= Beginning of Section =

PR #4833, opened 2023-07-27
Improved skipping commits

michalmaka:
## Summary

During investigation of race between RN and reanimated shadow tree committing I've noticed that if JS thread commits a new tree (triggering `pleaseSkipReanimatedCommit`) after starting `commit` from reanimated, the latter `commit` may cause JS commit failures.

What's more, additional calls to `shouldReanimatedSkipCommit ` result in avoiding CPU consuming copy operations on nodes and thus seems to work more performant.

I added those checks just before each operation handling and just after full commit.

Chessboard example seemed to work a bit faster that without those changes. I used also profiler and in overall CPU spends less time in ShadowTree.

NOTICE ⚠️ 
This change requires change in RN codebase. PR has been submitted https://github.com/facebook/react-native/pull/38715

## Test plan

Check performance of e.g. chessboard example.

### DIFF
--- a/Common/cpp/NativeModules/NativeReanimatedModule.cpp
+++ b/Common/cpp/NativeModules/NativeReanimatedModule.cpp
@@ -556,9 +556,11 @@ void NativeReanimatedModule::performOperations() {
 
           return newRoot;
         },
-        {.shouldYield = [this]() {
-          return propsRegistry_->shouldSkipCommit();
-        }});
+        {/* .enableStateReconciliation = */ false,
+         /* .mountSynchronously = */ true,
+         /* .shouldYield = */ [this]() {
+           return propsRegistry_->shouldSkipCommit();
+         }});
   });
 }
 
--- a/Common/cpp/NativeModules/NativeReanimatedModule.cpp
+++ b/Common/cpp/NativeModules/NativeReanimatedModule.cpp
@@ -525,7 +525,8 @@ void NativeReanimatedModule::performOperations() {
     ReanimatedCommitMarker commitMarker;
 
     shadowTree.commit(
-        [&](RootShadowNode const &oldRootShadowNode) {
+        [&](RootShadowNode const &oldRootShadowNode)
+            -> RootShadowNode::Unshared {
           auto rootNode =
               oldRootShadowNode.ShadowNode::clone(ShadowNodeFragment{});
 
@@ -534,6 +535,10 @@ void NativeReanimatedModule::performOperations() {
           for (const auto &[shadowNode, props] : copiedOperationsQueue) {
             const ShadowNodeFamily &family = shadowNode->getFamily();
             react_native_assert(family.getSurfaceId() == surfaceId_);
+
+            if (propsRegistry_->shouldSkipCommit()) {
+              return nullptr;
+            }
 
             auto newRootNode = shadowTreeCloner.cloneWithNewProps(
                 rootNode, family, RawProps(rt, *props));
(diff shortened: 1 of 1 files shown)


efstathiosntonas:
@michalmaka you're on fire! 💪 🔥

Common/cpp/NativeModules/NativeReanimatedModule.cpp
```diff
@@ -619,7 +619,8 @@ void NativeReanimatedModule::performOperations() {
 
   shadowTreeRegistry.visit(surfaceId_, [&](ShadowTree const &shadowTree) {
     shadowTree.commit(
-        [&](RootShadowNode const &oldRootShadowNode) {
+        [&](RootShadowNode const &oldRootShadowNode)
+            -> RootShadowNode::Unshared {
```
tomekzaw, line 623: +1 for this change 👍

Common/cpp/NativeModules/NativeReanimatedModule.cpp
```diff
@@ -632,6 +633,10 @@ void NativeReanimatedModule::performOperations() {
               const ShadowNodeFamily &family = shadowNode->getFamily();
               react_native_assert(family.getSurfaceId() == surfaceId_);
 
+              if (propsRegistry_->shouldSkipCommit()) {
+                return nullptr;
+              }
+
```
tomekzaw, line 639: I'm not particularly happy that we read the atomic for each animated component but I guess it's not that expensive compared to cloning the whole ShadowTree which is built from `ShadowNode::Shared`.

Common/cpp/NativeModules/NativeReanimatedModule.cpp
```diff
@@ -652,7 +657,9 @@ void NativeReanimatedModule::performOperations() {
 
           return newRoot;
         },
-        {/* default commit options */});
+        {.shouldYield = [this]() {
+          return propsRegistry_->shouldSkipCommit();
+        }});
```
tomekzaw, line 662: Looks like `.foo =` is a feature from C++20 but we need to support C++17, [here's](https://github.com/facebook/react-native/blob/3e828691ddbb909190f33b562fd0ba3c0f3df23a/packages/react-native/ReactCommon/react/renderer/uimanager/UIManager.cpp#L98) how it looks in react-native, maybe we should use the same technique here?
```suggestion
        {/* .shouldYield = */ [this]() {
          return propsRegistry_->shouldSkipCommit();
        }});
```

Common/cpp/NativeModules/NativeReanimatedModule.cpp
michalmaka: I guess so, do we have performance tests that can measure impact of this change?

Common/cpp/NativeModules/NativeReanimatedModule.cpp
michalmaka: ok

Common/cpp/NativeModules/NativeReanimatedModule.cpp
tomekzaw: Unfortunately we don't have setup for perftests yet.

tomekzaw (approved):

tomekzaw:
⚠️ Wait for https://github.com/facebook/react-native/pull/38715

efstathiosntonas:
@tomekzaw I've asked rn team to pick it on `0.72.4` https://github.com/reactwg/react-native-releases/discussions/83#discussioncomment-6664904

efstathiosntonas:
Hey folks, this was picked from rn for `0.72.4`. Thank you for your hard work

tomekzaw (changes requested):
As discussed internally, let's add #ifdefs for RN version not to change the behavior of 0.72.x since this PR requires things which were added in 0.72.4.

tomekzaw (approved):
Thanks for this PR!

= End of Section =

◆ TRY IT
Filter the records down to the lines containing the word "shouldYield", and copy those.

◆ ANSWER SECTION
-        {.shouldYield = [this]() {
+         /* .shouldYield = */ [this]() {
+        {.shouldYield = [this]() {
        {/* .shouldYield = */ [this]() {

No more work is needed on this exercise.